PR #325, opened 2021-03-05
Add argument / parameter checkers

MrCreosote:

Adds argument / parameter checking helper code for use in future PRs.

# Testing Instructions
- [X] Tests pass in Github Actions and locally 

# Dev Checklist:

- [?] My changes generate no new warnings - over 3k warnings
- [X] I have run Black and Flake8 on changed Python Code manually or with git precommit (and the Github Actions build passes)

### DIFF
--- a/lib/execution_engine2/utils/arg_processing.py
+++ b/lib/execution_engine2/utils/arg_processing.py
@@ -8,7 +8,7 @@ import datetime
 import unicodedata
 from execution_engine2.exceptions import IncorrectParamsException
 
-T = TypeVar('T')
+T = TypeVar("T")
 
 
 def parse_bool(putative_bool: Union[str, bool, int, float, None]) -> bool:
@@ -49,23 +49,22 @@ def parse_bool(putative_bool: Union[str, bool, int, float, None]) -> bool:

◆ ◆ ◆

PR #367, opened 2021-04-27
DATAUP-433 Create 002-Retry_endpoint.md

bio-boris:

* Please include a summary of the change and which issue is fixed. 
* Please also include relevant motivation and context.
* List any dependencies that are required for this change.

◆ ◆ ◆

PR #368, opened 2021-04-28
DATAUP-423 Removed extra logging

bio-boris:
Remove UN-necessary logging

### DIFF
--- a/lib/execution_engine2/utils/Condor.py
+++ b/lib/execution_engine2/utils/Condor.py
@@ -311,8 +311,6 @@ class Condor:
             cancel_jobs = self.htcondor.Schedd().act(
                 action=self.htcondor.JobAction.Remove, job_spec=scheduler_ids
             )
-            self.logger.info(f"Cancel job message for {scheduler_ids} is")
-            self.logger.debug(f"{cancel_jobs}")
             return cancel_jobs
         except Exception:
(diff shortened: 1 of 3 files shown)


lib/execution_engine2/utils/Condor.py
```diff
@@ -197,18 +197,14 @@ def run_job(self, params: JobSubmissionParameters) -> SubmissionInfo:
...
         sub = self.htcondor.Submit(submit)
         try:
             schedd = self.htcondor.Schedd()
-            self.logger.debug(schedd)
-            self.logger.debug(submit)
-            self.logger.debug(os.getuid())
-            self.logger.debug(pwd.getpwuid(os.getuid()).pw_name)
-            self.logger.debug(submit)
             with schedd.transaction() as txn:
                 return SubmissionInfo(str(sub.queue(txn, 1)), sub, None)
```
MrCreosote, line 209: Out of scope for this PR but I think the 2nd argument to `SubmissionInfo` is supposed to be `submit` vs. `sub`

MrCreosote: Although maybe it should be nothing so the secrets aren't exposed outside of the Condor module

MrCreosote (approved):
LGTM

◆ ◆ ◆

Copy out the lines of the records above in which the string "logger" appears.

● **Answer to the problem**:
-            self.logger.info(f"Cancel job message for {scheduler_ids} is")
-            self.logger.debug(f"{cancel_jobs}")
-            self.logger.debug(schedd)
-            self.logger.debug(submit)
-            self.logger.debug(os.getuid())
-            self.logger.debug(pwd.getpwuid(os.getuid()).pw_name)
-            self.logger.debug(submit)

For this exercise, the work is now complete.